Things snowballed from there. Despite the Egypt study being pulled in mid-July, the Wall Street Journal later that month ran an op-ed that played up the study — before issuing a correction. The issue has been played up by the likes of the Epoch Times and others appealing to conspiracy-minded Trump allies.
What’s perhaps most striking about the injection of ivermectin into this debate is how relatively few people were behind it — and how much they’ve been able to stretch a campaign with relatively little support into the political mainstream.

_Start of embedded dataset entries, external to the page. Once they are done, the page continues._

PR #1022, opened 2026-08-30
feat(dashboard): show per-endpoint label in Endpoints/Clusters panels

lboue:
## Type of change

## Description

Devices with many endpoints (bridges in particular) show only "Endpoint N" in the
dashboard's Endpoints list and Clusters-on-endpoint panel, with no way to tell what
each endpoint represents without opening it. This adds two complementary,
independent ways to identify an endpoint at a glance:

**1. Per-endpoint label** — `getEndpointLabel()` resolves a human-readable label,
in priority order:
1. `BridgedDeviceBasicInformation` → `NodeLabel` (57/5) — the per-endpoint NodeLabel
   exposed for bridged devices (e.g. Matterbridge).
2. `UserLabel` → `LabelList` (65/0)
3. `FixedLabel` → `LabelList` (64/0)

(BasicInformation's own `NodeLabel` is endpoint-0-only and describes the whole node,
so it's intentionally not part of this resolution.)

**2. Semantic tag chips** — `getEndpointSemanticTags()` decodes the Descriptor
cluster's `TagList` (29/4) for the endpoint and renders each tag as a chip (e.g.
"Common Area Namespace → Living Room"), reusing the same `.chip`/`.chip-list` style
already used for the Descriptor cluster's own "Semantic Tags" panel (now extracted
as `chipListStyles` for reuse).

Both are rendered in the Endpoints list (`matter-node-view.ts`) and the
Clusters-on-Endpoint panel (`matter-endpoint-view.ts`, header included); the label
is also shown in the cluster detail header (`matter-cluster-view.ts`).

## Backing evidence

Not applicable — this is an additive feature (new label/tag resolution + display),
not a fix for existing wrong behavior.

- Related issue: #

## Checklist

- [x] `npm test` passes — full `npm test` reports only the 2 pre-existing "Device Discovery" integration
      failures documented in `CLAUDE.md` (mDNS-dependent, environment-specific, unrelated to this change).
      Scoped `npm test -w @matter-server/dashboard` passes 414/414, including the new tests.
- [x] CHANGELOG updated


lboue:
**Testing**

image

Apollon77:
@lboue can you look into the comments please?

Apollon77:
Reviewed and pushed a fix commit on top of your latest push.

**The three open Copilot comments were already fixed** by your `d60d069c`/`66fe7933` — both new renderers preserve `erroneous`, and `.chip.chip-error` is in `chipListStyles`. I have not re-done them; they can be resolved.

What the new commit adds:

- **NUL sanitation was only on the bridged path.** You had just fixed `BridgedDeviceBasicInformation.NodeLabel`, but `decodeLabelListValues` had no equivalent, so a bridge that pads a fixed-width `UserLabel` value renders `Kitchen\0\0\0` into the endpoints list and the header title. All three sources now go through one `labelText()` helper.
- It is built on the existing `tagField`/`toText` helpers from `attribute-shapes.ts` instead of a local `isRecord` + `entry["1"]` + trim — those helpers exist for exactly this tag-keyed struct decoding (and `isRecord` also returned true for arrays).
- **The joined label was unbounded.** `UserLabel` is a list; 8 entries of 16 chars produce a ~150-char parenthetical that pushes `| Cluster N (Name)` off a single-line header. Capped at 3 entries / 60 chars with an ellipsis, matching `semantic-tags.ts`'s own `RAW_ENTRY_TEXT_MAX = 60`.
- **The chip markup existed in three copies** and the two new ones each had to be corrected separately when they dropped the `erroneous` flag — that is the regression class, not the individual sites. It now renders from one `renderSemanticTagChips()` in `components/semantic-tag-chips.ts`, used by the node view, the endpoint view and the Descriptor detail panel.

The medical experts pushing it on TV are often the same few, with little evidence of them winning any converts. The news sides of conservative outlets haven’t really dug into these supposed conspiracy theories or even done much to play up the more favorable studies for the drug; they’ve instead focused overwhelmingly on criticizing Big Tech for censorship. Johnson hasn’t, despite months of pushing this line, tempted his GOP congressional colleagues to join him in this fight for ivermectin. And even if you acknowledge that there are open questions about whether it could be effective, the claims about it have often gone well beyond anything amounting to the scientific consensus.
But for perhaps obvious reasons, it’s proven irresistible to theorize about Big Brother depriving people of a treatment, despite the fact that we already have a very good and free preventive measure available. It’s just not a theory that any of its adherents have actually legitimized, and it’s now led to people buying up livestock dewormer for personal use.
It’s possible to oversell just how many people have taken this drastic and ill-advised step; it’s also possible to recognize the concerted campaign that got us to the point where such things are worth being concerned about.